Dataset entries
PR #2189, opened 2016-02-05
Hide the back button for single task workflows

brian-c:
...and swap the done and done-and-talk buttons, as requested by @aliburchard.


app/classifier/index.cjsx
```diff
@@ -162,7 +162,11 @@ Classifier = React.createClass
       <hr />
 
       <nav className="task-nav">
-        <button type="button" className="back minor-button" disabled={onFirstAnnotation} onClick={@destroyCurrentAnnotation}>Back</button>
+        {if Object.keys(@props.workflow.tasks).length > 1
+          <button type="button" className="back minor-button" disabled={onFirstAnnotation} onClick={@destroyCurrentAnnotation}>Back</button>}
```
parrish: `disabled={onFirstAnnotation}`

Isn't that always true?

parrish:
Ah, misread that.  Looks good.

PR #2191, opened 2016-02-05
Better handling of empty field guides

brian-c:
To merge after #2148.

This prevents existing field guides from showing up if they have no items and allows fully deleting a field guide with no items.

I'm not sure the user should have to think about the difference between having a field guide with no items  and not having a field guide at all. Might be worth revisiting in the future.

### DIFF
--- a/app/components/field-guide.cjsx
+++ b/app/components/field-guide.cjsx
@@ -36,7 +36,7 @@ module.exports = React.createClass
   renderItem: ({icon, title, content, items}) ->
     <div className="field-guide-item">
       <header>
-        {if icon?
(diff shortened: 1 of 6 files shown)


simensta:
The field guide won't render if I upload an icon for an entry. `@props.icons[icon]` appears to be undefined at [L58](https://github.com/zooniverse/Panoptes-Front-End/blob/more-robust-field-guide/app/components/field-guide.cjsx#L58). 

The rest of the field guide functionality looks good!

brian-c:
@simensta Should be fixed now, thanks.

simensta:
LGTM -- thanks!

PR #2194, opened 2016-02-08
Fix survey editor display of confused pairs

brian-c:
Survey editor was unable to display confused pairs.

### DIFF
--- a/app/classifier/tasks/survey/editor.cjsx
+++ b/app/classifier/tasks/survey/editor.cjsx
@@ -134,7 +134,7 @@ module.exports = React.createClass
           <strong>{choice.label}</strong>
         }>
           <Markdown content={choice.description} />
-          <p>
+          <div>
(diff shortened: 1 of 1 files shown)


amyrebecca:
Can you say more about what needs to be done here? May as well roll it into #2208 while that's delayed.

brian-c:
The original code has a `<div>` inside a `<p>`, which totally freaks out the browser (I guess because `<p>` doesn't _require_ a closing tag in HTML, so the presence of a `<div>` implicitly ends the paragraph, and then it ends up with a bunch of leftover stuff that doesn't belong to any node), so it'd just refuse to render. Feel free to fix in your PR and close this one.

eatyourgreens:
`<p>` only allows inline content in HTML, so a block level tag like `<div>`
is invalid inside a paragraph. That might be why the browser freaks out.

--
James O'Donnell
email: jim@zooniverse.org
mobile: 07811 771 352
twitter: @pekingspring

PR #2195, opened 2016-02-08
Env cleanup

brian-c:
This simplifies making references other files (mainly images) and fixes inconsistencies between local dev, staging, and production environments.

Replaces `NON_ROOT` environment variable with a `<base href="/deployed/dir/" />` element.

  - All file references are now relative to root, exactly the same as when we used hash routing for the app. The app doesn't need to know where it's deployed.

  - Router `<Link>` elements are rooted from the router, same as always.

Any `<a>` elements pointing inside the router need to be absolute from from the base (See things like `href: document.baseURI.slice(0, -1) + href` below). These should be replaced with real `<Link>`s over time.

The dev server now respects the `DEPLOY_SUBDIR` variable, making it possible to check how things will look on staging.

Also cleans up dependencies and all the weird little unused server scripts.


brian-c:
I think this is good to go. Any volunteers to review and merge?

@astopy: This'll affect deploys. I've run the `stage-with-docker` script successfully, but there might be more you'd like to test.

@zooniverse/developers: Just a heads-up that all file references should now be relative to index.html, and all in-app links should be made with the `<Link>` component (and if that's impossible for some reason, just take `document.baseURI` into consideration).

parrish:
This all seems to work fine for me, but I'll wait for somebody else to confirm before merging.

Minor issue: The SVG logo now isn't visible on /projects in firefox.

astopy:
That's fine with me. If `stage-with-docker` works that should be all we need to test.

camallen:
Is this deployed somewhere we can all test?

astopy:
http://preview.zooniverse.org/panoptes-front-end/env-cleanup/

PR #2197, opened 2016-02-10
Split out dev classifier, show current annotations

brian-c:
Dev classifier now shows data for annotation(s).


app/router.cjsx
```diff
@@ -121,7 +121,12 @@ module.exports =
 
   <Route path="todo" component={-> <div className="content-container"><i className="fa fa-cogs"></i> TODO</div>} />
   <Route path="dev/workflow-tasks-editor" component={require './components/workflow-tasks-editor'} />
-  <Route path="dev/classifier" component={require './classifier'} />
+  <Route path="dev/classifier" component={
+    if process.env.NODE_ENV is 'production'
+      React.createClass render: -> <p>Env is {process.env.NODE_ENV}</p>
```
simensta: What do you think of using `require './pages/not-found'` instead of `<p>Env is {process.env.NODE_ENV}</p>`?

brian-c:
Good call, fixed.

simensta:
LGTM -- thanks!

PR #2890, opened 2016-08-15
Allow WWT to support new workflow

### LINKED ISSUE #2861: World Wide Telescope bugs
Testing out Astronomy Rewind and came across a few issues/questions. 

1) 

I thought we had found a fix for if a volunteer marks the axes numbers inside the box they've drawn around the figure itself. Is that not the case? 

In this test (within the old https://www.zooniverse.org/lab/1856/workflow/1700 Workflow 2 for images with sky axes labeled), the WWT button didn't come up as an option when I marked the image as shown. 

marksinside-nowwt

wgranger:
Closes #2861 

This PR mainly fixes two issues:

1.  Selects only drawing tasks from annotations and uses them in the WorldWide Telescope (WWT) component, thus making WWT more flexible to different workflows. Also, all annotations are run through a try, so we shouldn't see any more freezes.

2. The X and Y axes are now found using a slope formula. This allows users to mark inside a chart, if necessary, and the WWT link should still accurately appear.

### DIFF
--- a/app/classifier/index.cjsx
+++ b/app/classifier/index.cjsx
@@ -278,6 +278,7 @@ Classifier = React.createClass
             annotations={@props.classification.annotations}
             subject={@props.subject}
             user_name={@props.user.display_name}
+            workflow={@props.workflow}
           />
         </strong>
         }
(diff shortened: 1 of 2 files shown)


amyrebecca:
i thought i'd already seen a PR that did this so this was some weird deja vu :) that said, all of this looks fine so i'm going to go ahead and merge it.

* * *

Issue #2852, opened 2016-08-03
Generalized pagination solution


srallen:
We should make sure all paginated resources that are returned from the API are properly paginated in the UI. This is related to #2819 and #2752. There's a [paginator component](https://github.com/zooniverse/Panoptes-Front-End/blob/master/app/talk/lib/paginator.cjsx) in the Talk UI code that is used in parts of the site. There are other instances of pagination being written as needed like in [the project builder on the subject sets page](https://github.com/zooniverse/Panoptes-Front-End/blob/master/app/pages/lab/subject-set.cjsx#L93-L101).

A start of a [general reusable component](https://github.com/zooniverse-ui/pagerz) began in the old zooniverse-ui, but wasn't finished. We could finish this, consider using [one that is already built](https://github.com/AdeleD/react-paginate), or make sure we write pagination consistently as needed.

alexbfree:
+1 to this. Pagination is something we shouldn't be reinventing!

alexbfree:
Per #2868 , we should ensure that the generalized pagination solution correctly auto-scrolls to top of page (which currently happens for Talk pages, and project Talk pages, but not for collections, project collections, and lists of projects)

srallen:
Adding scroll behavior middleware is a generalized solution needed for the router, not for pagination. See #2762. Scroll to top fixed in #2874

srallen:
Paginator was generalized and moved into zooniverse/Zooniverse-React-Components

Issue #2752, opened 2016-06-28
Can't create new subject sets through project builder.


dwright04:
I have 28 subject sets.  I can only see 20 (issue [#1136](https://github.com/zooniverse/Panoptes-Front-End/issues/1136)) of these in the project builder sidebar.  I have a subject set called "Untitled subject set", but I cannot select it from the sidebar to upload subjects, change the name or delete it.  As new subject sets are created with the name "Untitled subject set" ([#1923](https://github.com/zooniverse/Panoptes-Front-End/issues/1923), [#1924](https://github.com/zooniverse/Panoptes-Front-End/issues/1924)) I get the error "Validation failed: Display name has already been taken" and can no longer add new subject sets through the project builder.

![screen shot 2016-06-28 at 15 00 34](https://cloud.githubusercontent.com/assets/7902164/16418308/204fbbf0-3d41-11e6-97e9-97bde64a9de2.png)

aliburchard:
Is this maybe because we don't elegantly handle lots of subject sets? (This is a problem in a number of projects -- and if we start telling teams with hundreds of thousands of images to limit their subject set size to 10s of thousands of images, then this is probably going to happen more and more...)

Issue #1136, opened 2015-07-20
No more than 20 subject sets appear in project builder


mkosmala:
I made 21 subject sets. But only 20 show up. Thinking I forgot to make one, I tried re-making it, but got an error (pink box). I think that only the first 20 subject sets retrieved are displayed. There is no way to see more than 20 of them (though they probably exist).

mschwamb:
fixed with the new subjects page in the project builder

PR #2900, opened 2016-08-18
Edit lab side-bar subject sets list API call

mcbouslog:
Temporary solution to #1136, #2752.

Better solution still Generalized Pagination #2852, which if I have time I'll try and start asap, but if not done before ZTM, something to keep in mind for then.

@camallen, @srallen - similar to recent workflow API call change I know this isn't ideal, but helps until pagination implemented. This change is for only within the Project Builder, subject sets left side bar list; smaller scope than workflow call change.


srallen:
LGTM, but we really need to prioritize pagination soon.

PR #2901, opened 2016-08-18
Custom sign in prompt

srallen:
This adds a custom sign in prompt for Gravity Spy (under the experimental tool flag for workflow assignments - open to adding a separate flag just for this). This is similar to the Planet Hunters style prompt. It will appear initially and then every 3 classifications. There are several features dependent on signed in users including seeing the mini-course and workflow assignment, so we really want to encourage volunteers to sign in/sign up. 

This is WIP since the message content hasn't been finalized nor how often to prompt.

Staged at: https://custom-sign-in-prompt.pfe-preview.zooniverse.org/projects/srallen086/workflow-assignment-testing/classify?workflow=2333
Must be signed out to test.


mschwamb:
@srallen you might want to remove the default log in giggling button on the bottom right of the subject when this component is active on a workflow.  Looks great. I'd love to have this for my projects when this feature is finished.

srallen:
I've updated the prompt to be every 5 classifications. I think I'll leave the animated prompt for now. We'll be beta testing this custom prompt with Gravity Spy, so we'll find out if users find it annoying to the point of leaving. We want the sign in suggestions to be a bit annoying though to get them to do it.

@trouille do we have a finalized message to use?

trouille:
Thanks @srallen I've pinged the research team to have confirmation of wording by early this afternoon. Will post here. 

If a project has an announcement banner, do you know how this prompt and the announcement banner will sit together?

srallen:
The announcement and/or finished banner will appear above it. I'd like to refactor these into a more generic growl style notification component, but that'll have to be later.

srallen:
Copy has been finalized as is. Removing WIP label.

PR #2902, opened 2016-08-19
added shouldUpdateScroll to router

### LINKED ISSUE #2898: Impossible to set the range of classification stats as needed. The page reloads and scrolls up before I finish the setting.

...

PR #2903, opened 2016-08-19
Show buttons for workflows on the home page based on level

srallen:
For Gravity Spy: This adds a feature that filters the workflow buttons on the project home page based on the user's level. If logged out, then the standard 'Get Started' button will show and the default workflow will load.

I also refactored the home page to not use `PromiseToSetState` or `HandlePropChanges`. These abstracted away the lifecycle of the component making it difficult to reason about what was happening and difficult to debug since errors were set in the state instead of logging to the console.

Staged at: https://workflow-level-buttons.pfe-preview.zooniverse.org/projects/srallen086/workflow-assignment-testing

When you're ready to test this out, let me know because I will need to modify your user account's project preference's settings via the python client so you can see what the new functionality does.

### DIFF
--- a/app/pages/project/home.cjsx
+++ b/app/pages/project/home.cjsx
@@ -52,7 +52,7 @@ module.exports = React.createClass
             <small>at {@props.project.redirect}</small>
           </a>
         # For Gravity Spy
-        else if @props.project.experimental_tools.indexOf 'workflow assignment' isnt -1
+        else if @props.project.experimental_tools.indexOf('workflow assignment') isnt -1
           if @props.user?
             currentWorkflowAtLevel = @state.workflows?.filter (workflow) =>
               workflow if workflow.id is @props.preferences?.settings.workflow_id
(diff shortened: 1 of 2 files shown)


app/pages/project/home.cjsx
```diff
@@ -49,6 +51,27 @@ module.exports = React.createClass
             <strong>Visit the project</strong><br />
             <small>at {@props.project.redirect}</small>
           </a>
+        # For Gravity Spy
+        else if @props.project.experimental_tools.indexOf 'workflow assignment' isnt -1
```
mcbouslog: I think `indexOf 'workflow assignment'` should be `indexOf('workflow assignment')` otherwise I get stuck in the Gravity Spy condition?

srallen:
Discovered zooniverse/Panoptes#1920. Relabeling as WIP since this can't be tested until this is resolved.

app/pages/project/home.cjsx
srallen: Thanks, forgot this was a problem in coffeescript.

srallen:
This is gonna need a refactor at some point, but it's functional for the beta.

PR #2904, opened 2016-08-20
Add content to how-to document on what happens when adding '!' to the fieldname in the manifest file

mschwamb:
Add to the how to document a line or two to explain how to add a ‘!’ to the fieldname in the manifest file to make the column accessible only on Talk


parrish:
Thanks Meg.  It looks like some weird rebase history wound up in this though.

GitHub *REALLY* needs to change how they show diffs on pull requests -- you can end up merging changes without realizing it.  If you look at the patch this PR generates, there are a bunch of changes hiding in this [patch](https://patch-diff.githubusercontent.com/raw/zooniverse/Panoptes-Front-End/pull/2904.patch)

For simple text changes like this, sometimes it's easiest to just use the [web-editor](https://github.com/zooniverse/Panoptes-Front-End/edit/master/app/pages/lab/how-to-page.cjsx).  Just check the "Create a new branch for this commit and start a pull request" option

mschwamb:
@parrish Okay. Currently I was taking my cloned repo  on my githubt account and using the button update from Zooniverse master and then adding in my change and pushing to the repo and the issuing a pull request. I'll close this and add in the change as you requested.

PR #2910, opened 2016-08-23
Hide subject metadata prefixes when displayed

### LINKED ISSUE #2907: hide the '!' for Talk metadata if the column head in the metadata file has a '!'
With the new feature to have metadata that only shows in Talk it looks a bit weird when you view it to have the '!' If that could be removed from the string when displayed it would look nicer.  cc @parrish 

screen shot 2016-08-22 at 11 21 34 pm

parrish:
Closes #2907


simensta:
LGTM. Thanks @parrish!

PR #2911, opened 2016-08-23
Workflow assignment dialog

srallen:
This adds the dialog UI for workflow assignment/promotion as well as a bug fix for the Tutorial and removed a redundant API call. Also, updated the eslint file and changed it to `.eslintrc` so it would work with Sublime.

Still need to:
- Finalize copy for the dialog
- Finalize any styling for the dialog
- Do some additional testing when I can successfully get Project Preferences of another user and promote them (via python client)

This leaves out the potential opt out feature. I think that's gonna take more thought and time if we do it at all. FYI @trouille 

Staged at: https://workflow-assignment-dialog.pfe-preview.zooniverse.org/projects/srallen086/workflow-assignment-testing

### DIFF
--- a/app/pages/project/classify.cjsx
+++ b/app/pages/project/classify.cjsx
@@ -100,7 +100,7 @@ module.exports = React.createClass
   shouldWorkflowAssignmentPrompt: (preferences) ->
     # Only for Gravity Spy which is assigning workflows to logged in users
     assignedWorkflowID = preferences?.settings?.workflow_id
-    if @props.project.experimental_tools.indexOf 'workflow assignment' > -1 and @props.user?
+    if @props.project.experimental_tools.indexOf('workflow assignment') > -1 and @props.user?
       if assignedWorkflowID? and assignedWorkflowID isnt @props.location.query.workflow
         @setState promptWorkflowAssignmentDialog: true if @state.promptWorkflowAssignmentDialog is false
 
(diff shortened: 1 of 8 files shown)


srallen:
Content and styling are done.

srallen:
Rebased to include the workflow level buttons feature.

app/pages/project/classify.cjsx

Activity
Would you tally the lines above holding "banner" and reply with the total alone?

Response for this exercise
2